Requirement: Give back every record exactly as written.

Material provided:

PR #265, opened 2021-06-22
Cast options.chunkSize to integer

oliverpool:
Hi,

I just had a bug, where I set the `chunkSize` to `"100"`.

Everything was fine on the first chunk, but after that the chunk had a size of `100100` bytes :laughing: 

I have fixed my app to cast the config to an int, but I think that adding this failsafe upstream shouldn't do any harm (and it does not affect `Infinity === +Infinity`)

### DIFF
--- a/lib/upload.js
+++ b/lib/upload.js
@@ -714,7 +714,7 @@ class BaseUpload {
    */
   _addChunkToRequest (req) {
     const start = this._offset
-    let end = this._offset + this.options.chunkSize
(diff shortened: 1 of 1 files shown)


Acconut:
Thank you for this PR and apologies for my late reply! A failsafe sounds reasonable! However, it would be more advantageous to place the casting in the constructor (https://github.com/tus/tus-js-client/blob/master/lib/upload.js#L50), so all other code can benefit from safety check as well. What do you think?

Exercise result:
PR #265, opened 2021-06-22
Cast options.chunkSize to integer

oliverpool:
Hi,

I just had a bug, where I set the `chunkSize` to `"100"`.

Everything was fine on the first chunk, but after that the chunk had a size of `100100` bytes :laughing: 

I have fixed my app to cast the config to an int, but I think that adding this failsafe upstream shouldn't do any harm (and it does not affect `Infinity === +Infinity`)

### DIFF
--- a/lib/upload.js
+++ b/lib/upload.js
@@ -714,7 +714,7 @@ class BaseUpload {
    */
   _addChunkToRequest (req) {
     const start = this._offset
-    let end = this._offset + this.options.chunkSize
(diff shortened: 1 of 1 files shown)


Acconut:
Thank you for this PR and apologies for my late reply! A failsafe sounds reasonable! However, it would be more advantageous to place the casting in the constructor (https://github.com/tus/tus-js-client/blob/master/lib/upload.js#L50), so all other code can benefit from safety check as well. What do you think?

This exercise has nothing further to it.